The above image gives us an idea of how the process of encryption takes place in ECB mode.
Here the Block Cipher Encryption refers to the AES encryption of which I will be giving another detailed blog post.But for now just know that it is a combination of several complicated mathematical operations.So when we pass in the plaintext along with the key(it is essential to base the encryption operation on a key so that the ciphertext can be decrypted to get back the plain text by reversing the same operations using the key) the encryption box performs a standard encryption technique(here AES) on the plain text returning the ciphertext.
As evident from the figure the plaintext is split into blocks and the encryption is performed on each block seperately giving out corresponding ciphertext blocks.Now what if the plaintext cannot be divided into exact block size?
For example we have a plaintext of length 35 and we want to divide it into blocks of length 16.

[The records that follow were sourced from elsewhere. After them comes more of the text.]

PR #1461, opened 2026-09-14
feat(relayer): auto-relay

swift1337:
This PR adds support for auto-relay based on WebSocket connections and a retrospective, ticker-based clearing function. **It follows ADR-012**

**E2E tests**

- `TestTransfer_AutoRelay`
- `TestIFTTransfer_AutoRelay`
- `TestGMPCall_AutoRelay`
- `TestAutoRelay_PacketIsClearedOnRestart`
- `TestAutoRelay_AllPacketsAreClearedOnStart`
- `TestAutoRelay_SubscriptionReconnect`

---

**How to review this PR**

1. View config changes (autoRelay, clearOnStart, clearInterval)
2. View SQL updates (new tables, new queries)
3. View E2E tests
4. View `watcher.go`, `clearer.go`

---

**Original stack**:

1. #1452
5. #1453 
6. #1454
7. #1455
8. #1456
9. #1457

- [x] Address Greptile findings from the above

Closes FOU-385
Closes FOU-1590


cli/internal/relay/watcher/clearer.go
```diff
@@ -0,0 +1,422 @@
...
+	}
+}
+
+// Clear writes a packet row for every outstanding commitment on clientID we
+// hold no row for, probing the sequences above the watermark plus whatever the
+// last pass could not resolve. Sequences we already know about are skipped
+// whatever state they are in, terminal and deselected ones included: clearing
+// discovers packets, it does not reopen decisions the pipeline or an operator
+// has already made.
+func (c *Clearer) Clear(ctx context.Context, clientID string) (Result, error) {
```
swift1337, line 90: Could you take a look one more time? @mattac21

e2e/internal/harness/chain/evm/wsproxy.go
```diff
@@ -0,0 +1,162 @@
...
+	"strings"
+	"sync"
+	"testing"
+
+	"github.com/stretchr/testify/require"
+)
+
+// WebSocketProxy forwards TCP between a local listener and an upstream ws:// host:port.
+// Kill() closes active connections and rejects new ones until Revive() is called.
+type WebSocketProxy struct {
```
swift1337, line 17: This is needed to exercise WebSocket connection disruption. 

I tried to use container (un)pause and Docker network disconnect/connect, but on my machine the container runtime keeps TCP connections. And this test-driven proxy would work on all architectures.

cli/internal/chains/evm/client.go
```diff
@@ -337,6 +340,196 @@ func (c *Client) commitmentExists(ctx context.Context, clientID string, sequence
 	return commitment != [32]byte{}, nil
 }
 
+// prevSequenceSends is the second field of the ibc.storage.IBCStore ERC-7201
+// namespace, whose base is
+// keccak256(uint256(keccak256("ibc.storage.IBCStore")) - 1) & ~0xff.
+var prevSequenceSendsSlot = common.BigToHash(new(big.Int).Add(
```
swift1337, line 346: we'll move to evm getter in followups

cli/internal/relay/watcher/clearer.go
```diff
@@ -0,0 +1,422 @@
...
+// ClearStore the persistence a clearing pass reads and writes.
+type ClearStore interface {
+	PacketStore
+
+	MaxPacketSequence(ctx context.Context, chainID string, clientID string) (uint64, error)
+	ListPacketSequencesFrom(ctx context.Context, chainID string, clientID string, fromSequence uint64) ([]uint64, error)
+	GetClearingState(ctx context.Context, chainID string, clientID string) (store.ClearingState, error)
+
+	// Transact carries the pass's rows and its watermark, so a watermark is never
+	// persisted on the strength of rows that did not land.
```
dhfang, line 37: This one's a bit too claude-y for me

```suggestion
	// Transact saves the clearing pass's recovered packets and watermark atomically.
```

cli/internal/relay/watcher/clearer.go
```diff
@@ -0,0 +1,422 @@
...
+		c.logger.Warn(
+			"The chain reports fewer sends than we hold packets for. Either the rpc endpoint is "+
+				"behind the one the subscription reads, the client was reset, or the IBCStore "+
+				"storage layout has moved",
+			"clientID", clientID,
+			"chainSequence", latest,
+			"recordedSequence", recorded,
+		)
+	}
+
```
dhfang, line 127: Since the websocket subscription runs asynchronously to this clearing pass, this case seems easy to hit in normal operation. The weboscket subscription can discover new packets after the header query above that is used to pin subsequent requests. We can also get rid of the `MaxPacketSequence` query

```suggestion
```

cli/internal/relay/watcher/clearer.go
```diff
@@ -0,0 +1,422 @@
...
+		return result, errors.Wrapf(err, "reading the clearing state for client %s", clientID)
+	}
+
+	from := state.LastProbed + 1
+
+	// abandoned sequences are carried rather than probed: dropping them from the
+	// probe is what bounds the pass, and keeping them on record is what lets an
+	// operator who later has an archive endpoint recover them by turning the
+	// setting back off.
+	// ponytail: the abandoned set is read every pass and thrown away; make the
```
dhfang, line 139: What is ponytail?

cli/internal/relay/watcher/clearer.go
```diff
@@ -0,0 +1,422 @@
...
+// The height it returns is the one the carried set was read at, which is what
+// the store weighs a resolve against: resolving a sequence read absent at a
+// stale height on the strength of a height a later chunk raised would forget a
+// packet that is still live.
+func (c *Clearer) calcOutstanding(
+	ctx context.Context,
+	clientID string,
+	unresolved []uint64,
+	from, latest, height uint64,
+) ([]uint64, int, uint64, error) {
```
dhfang, line 221: Naming these return values would make this a bit more self documenting and easy to read

cli/internal/relay/watcher/clearer.go
```diff
@@ -0,0 +1,422 @@
...
+			)
+		}
+		return nil
+	})
+}
+
+// unresolvedDelta is the change a pass makes to the unresolved set: what it
+// found outstanding with no send log, and what it probed and no longer needs to
+// remember. Sequences absent from both are left alone.
+func unresolvedDelta(probed, unresolved []uint64, height uint64) store.UnresolvedDelta {
```
dhfang, line 388: Could we rename the arguments to something like `previousUnresolved`, `currentUnresolved`? `probed` and `unresolved` made this pretty difficult to understand.

dhfang (commented):
Alot of these comments are pretty difficult to read. They use language I would never expect a human to use in programming comments. If it's possible to easily do a cleanup pass, can we do so? Like maybe just have an agent do a deslop pass at the comments.

cli/internal/relay/watcher/watcher.go
```diff
@@ -232,7 +218,211 @@ func (w *Watcher) HandleEvent(ctx context.Context, event v2.PacketEvent) error {
...
+		// whatever the dropped one had already buffered
+		eventsChan = eventStream.events
+	)
+
+	clearTick := time.NewTicker(w.cfg.ClearInterval)
+	defer clearTick.Stop()
+
+	// combines live events with periodically triggered clearing
+	// handles errors, re-subscriptions, and context cancellation
+	for {
```
dhfang, line 302: This run function and this loop are doing alot and I don't look forward to debugging it in the future. I wouldn't be against splitting this into a thread processing subscription events and a thread running clearing loops periodically. I'd be fine with dropping the ability to trigger a clearing loop on resubscription and just reducing the default clearing interval instead.

cli/internal/relay/watcher/clearer.go
```diff
@@ -0,0 +1,422 @@
...
+	// operator who later has an archive endpoint recover them by turning the
+	// setting back off.
+	// ponytail: the abandoned set is read every pass and thrown away; make the
+	// query aware of the setting if anyone parks enough of them to notice.
+	reprobe := state.Unresolved
+	if c.abandon {
+		reprobe = nil
+	}
+
+	outstanding, probed, probeHeight, err := c.calcOutstanding(ctx, clientID, reprobe, from, latest, head.Height)
```
dhfang, line 146: After the clearing loop determines the range of sequence numbers between the last watermark and the latest on chain sequence number it can query the database first before doing more expensive on-chain queries. Under normal operation, the packets will typically already be in the database from the subscription loop.

e2e/relayer_lifecycle_test.go
```diff
@@ -4,14 +4,174 @@ package e2e_test
...
+	// Given packet1 sent and auto-relayed
+	transfer1 := mustSend(t, transferApp, big.NewInt(100_000))
+	mustDeliver(t, relayer, transfer1)
+
+	// ACT #1: break the relayer's websocket subscription through the proxy.
+	chainWSProxy.Kill()
+	time.Sleep(time.Second)
+
+	// ACT #2: restore the proxy; the relayer resubscribes and triggers ws reconnection + clearing pass.
+	chainWSProxy.Revive()
```
dhfang, line 167: We can also send a packet during the websocket outage before revive and verify it gets relayed.

cli/internal/relay/watcher/clearer.go
swift1337: It's inside calcUnrecorded

cli/internal/relay/watcher/watcher.go
```diff
@@ -232,126 +239,100 @@ func (w *Watcher) subscribe(ctx context.Context, events chan v2.PacketEvent) (st
 	return stream{sub, events, cancel}, nil
 }
 
-func (w *Watcher) run(ctx context.Context, eventStream stream) {
+// connects to live events and recovers broken subscriptions.
+func (w *Watcher) runSubscription(ctx context.Context, eventStream stream) {
 	defer func() {
```
dhfang, line 244: The current panic recovery behavior does not involve reconnecting to the sub. Even if it was intermittent, now the relayer will keep running since the panic is intercepted but it will not identify new packets. I think it's probably better not to suppress the panic so that:
- the service can restart and recover from intermittent failures
- operator configured alerts on service health get triggered

Or we can add logic to resubscribe on panic and also increment some metric that captures the panic.

cli/internal/relay/watcher/watcher.go
```diff
@@ -232,126 +239,100 @@ func (w *Watcher) subscribe(ctx context.Context, events chan v2.PacketEvent) (st
...
 			w.logger.Info("Resubscribed to send packets", "clientIDs", w.clientIDs)
+
+			// trigger clearer
+			w.clearRequest()
 		}
 	}
 }
 
+func (w *Watcher) runClearer(ctx context.Context) {
+	defer func() {
```
dhfang, line 302: Same as above

cli/internal/relay/watcher/clearer.go
```diff
@@ -81,112 +79,118 @@ func NewClearer(
...
-	// query aware of the setting if anyone parks enough of them to notice.
+	// query unresolved packages one more time. This might succeed ONLY
+	// if an operator changes RPC to an archival one
 	reprobe := state.Unresolved
 	if c.abandon {
 		reprobe = nil
 	}
 
-	outstanding, probed, probeHeight, err := c.calcOutstanding(ctx, clientID, reprobe, from, latest, head.Height)
+	seqsOutstanding, seqsQueried, err := c.queryLiveSequences(ctx, seqFrom, seqLatest, reprobe)
```
dhfang, line 143: Regarding https://github.com/cosmos/ibc/pull/1461#discussion_r4063497560, but using new helper names:

The order is queryLiveSequences then buildUnrecorded. My point is that since the goal of the clearer is to identify packets the relayer is not already tracking, we can skip the on-chain queries in queryLiveSequences with a less expensive db lookup first to see if the relayer already tracks the sequence number in its packets table.

cli/internal/relay/watcher/watcher.go
```diff
@@ -135,28 +135,35 @@ func (w *Watcher) Start() error {
 	}
 
 	w.cancel = cancel
-	w.stopped = make(chan struct{})
+	w.wg.Add(2)
 
-	go w.run(ctx, eventStream)
+	go func() {
```
dhfang, line 140: Nice the refactored workers look much cleaner.

dhfang (commented):
Thanks for landing this Dmitry, I left a few more comments but none of these need to be addressed in the current PR. You can create tickets for someone to address later if you agree on the points.

One thing we identified as in scope was addressing reorgs. Right now if auto-relay ingests a new packet and then the tx gets reorged out, we don't have a mechanism currently to identify the new packet using the same sequence number that replaces it. I think we wanted to add a processor to the relay pipeline that handles this edge case by checking whether the source tx still exists and updating accordingly if it no longer does.

dhfang (approved):

cli/internal/relay/watcher/watcher.go
swift1337: Yeah, the intention of this recovery is to avoid panic in a goroutine to prevent the process from crashing if something goes wrong with the auto relayer, so we can keep running a manual relayer, for example. 

I agree that it's not obvious, and we'd better explicitly crash the process rather than keep it running semi-functional in this case.

swift1337:
> Thanks for landing this Dmitry, I left a few more comments but none of these need to be addressed in the current PR. You can create tickets for someone to address later if you agree on the points.
> 
> One thing we identified as in scope was addressing reorgs. Right now if auto-relay ingests a new packet and then the tx gets reorged out, we don't have a mechanism currently to identify the new packet using the same sequence number that replaces it. I think we wanted to add a processor to the relay pipeline that handles this edge case by checking whether the source tx still exists and updating accordingly if it no longer does.

FOU-1668

cli/internal/relay/watcher/watcher.go
swift1337: We'll address this in a follow-up (created a ticket)

swift1337: FOU-1669

cli/internal/relay/watcher/clearer.go
swift1337: FOU-1670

We can surely have two blocks (16+16=32) but what will we do with the extra 3 characters? Here is where padding comes into play.As the name suggests padding is the extra stuff we give in to adjust the plaintext size so that it can be perfectly divided into blocks of required size.But during decryption a problem might arise.How will we differentiate the padding from the actual plaintext.
Suppose Alice and Bob shares the same key Alice encrypts the message“send_me_rupees_1000” along with some zeroes as padding.So when bob decrypts the message what he gets will be “send_me_rupees_10000000000000000”. We don’t want this to happen so what we usually do is use the character of difference between the blocklength and length of characters present in the block already.In this case (16–3=13). So the padded text will be: “send_me_rupees_1000”+char(13)*13.
Now Bob sees the pad and can remove the required number of padding characters to get back the original text after decryption.
So in a nutshell the encryption process is :encryption(message+padding) and decryption is decryption(message)-padding.
Another important thing to keep in mind is that if the plaintext fits in the blocksize then the padding will cover the upcoming block.For example suppose our block length is 16 and we have a string “yellow submarine” which has the same length as the block(16). In this scenario we’ll append a new block containing the padding characters.So the resulting plaintext will be “yellow submarine”+16*chr(16).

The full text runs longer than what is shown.